**How to complete this task**
Once the line with "Also I think" is found in the entries below, repeat it and each following line exactly, up to and including the line with "We want relpath.nunique". Add no other lines.

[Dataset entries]
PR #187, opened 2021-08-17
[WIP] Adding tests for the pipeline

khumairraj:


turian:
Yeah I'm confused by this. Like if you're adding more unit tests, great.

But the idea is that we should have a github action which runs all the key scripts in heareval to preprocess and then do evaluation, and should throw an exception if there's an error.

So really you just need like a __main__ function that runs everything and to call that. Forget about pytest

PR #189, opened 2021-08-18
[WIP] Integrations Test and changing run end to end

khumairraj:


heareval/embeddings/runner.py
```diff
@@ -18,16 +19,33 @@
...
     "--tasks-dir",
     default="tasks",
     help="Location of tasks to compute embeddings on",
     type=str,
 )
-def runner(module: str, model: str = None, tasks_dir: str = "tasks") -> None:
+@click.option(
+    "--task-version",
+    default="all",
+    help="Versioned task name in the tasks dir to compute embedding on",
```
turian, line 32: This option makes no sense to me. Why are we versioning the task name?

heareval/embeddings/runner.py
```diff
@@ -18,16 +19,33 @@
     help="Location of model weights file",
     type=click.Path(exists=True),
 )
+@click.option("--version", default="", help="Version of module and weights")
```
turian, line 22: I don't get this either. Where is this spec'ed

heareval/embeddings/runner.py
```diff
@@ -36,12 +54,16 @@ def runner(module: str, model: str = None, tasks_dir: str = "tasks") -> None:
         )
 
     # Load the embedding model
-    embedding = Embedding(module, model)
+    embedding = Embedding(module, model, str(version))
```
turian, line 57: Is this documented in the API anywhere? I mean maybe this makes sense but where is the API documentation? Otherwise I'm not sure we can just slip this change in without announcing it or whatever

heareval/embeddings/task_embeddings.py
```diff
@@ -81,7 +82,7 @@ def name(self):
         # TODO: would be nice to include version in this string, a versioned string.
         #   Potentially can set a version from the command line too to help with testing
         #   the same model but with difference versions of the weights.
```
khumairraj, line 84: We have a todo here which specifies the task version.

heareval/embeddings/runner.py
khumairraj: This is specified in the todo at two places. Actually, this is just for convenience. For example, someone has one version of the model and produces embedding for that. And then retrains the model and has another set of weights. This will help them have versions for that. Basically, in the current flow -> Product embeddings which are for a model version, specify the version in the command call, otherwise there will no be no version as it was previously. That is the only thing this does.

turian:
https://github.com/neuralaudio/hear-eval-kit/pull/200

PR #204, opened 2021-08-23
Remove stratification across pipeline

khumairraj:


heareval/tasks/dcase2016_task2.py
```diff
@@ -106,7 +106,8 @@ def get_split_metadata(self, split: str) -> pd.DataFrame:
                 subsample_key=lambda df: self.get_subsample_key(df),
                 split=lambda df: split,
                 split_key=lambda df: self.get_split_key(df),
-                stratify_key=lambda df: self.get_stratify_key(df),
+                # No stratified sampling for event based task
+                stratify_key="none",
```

* * *

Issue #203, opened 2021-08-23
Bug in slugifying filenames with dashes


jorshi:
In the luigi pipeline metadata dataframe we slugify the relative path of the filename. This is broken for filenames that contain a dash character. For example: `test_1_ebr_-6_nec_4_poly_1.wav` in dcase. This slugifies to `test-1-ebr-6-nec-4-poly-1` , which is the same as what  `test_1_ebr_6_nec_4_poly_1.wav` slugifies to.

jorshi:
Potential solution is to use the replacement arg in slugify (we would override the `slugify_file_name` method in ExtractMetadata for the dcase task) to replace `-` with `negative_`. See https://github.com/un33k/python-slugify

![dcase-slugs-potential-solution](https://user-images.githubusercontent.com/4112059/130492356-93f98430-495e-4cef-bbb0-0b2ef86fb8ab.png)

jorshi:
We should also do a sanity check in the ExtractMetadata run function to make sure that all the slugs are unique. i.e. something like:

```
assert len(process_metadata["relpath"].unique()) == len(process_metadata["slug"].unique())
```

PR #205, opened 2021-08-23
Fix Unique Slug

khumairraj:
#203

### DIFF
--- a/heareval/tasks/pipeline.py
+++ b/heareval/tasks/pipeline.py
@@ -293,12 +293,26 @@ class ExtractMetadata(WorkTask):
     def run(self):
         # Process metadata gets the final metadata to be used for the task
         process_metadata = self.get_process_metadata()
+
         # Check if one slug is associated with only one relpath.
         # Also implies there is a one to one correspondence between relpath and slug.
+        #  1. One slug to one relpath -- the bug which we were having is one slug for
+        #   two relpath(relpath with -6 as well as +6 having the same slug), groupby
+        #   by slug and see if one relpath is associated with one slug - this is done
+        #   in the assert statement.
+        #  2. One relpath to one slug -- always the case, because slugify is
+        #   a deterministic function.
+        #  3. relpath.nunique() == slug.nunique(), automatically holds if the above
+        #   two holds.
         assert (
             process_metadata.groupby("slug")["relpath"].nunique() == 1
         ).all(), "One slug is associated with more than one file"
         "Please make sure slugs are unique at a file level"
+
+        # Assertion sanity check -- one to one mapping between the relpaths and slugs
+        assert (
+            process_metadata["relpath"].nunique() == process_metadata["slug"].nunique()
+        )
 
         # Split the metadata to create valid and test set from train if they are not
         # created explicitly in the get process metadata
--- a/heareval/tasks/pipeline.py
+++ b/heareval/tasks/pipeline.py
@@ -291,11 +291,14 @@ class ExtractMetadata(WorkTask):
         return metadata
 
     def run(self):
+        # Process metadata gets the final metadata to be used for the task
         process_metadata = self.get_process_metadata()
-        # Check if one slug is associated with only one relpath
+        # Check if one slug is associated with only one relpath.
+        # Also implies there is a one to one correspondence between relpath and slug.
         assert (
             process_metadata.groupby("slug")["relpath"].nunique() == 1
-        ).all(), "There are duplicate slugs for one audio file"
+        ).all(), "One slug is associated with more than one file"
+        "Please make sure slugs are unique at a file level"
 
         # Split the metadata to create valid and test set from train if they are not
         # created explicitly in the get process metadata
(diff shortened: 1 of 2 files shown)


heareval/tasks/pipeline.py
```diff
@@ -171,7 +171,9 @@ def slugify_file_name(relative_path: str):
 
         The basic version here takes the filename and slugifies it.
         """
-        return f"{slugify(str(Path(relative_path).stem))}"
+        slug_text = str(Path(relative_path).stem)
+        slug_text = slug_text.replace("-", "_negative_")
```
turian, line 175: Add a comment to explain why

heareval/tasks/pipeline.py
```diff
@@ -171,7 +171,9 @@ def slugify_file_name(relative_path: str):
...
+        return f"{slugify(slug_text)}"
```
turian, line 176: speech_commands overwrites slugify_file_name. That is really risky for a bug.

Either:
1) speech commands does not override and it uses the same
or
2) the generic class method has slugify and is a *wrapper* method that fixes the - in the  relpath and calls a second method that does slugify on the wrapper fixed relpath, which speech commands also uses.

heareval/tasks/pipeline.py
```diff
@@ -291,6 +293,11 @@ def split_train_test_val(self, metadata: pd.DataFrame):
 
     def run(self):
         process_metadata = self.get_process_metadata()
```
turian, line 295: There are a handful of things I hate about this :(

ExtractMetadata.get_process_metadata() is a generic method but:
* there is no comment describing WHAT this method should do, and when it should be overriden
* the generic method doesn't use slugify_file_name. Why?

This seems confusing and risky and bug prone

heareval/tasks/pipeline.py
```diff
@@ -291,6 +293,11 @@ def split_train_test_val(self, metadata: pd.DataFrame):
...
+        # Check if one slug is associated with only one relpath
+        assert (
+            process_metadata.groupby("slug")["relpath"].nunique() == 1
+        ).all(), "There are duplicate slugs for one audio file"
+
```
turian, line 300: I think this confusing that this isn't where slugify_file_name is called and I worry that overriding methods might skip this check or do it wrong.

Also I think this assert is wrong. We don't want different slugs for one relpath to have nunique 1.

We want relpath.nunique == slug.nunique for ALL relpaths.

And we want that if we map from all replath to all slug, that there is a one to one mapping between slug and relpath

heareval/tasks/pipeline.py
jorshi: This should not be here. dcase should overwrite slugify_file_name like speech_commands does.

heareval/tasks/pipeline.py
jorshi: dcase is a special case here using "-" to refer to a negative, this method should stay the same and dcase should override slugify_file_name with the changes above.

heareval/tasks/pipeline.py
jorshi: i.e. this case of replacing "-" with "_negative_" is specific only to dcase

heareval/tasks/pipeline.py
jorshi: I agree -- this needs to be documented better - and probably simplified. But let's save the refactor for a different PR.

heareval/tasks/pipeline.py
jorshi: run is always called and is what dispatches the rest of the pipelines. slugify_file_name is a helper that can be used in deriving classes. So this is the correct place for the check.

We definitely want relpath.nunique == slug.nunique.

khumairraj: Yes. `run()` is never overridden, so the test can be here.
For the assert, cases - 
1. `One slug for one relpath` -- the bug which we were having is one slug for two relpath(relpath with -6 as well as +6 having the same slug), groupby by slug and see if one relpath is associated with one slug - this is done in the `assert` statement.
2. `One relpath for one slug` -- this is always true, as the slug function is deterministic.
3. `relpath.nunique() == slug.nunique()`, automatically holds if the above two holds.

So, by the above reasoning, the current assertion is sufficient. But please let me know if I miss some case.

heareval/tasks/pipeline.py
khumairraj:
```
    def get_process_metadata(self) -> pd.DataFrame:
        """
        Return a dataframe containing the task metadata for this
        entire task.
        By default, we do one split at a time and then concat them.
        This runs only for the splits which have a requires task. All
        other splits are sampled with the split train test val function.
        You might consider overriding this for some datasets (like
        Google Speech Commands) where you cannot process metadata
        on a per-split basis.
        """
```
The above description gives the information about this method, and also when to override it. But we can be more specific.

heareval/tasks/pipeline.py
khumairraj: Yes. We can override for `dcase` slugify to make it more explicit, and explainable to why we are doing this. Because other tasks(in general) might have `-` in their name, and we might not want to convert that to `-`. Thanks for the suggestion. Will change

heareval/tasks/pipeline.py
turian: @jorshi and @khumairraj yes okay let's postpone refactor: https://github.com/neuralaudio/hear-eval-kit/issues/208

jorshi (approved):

**Your solution**
Also I think this assert is wrong. We don't want different slugs for one relpath to have nunique 1.

We want relpath.nunique == slug.nunique for ALL relpaths.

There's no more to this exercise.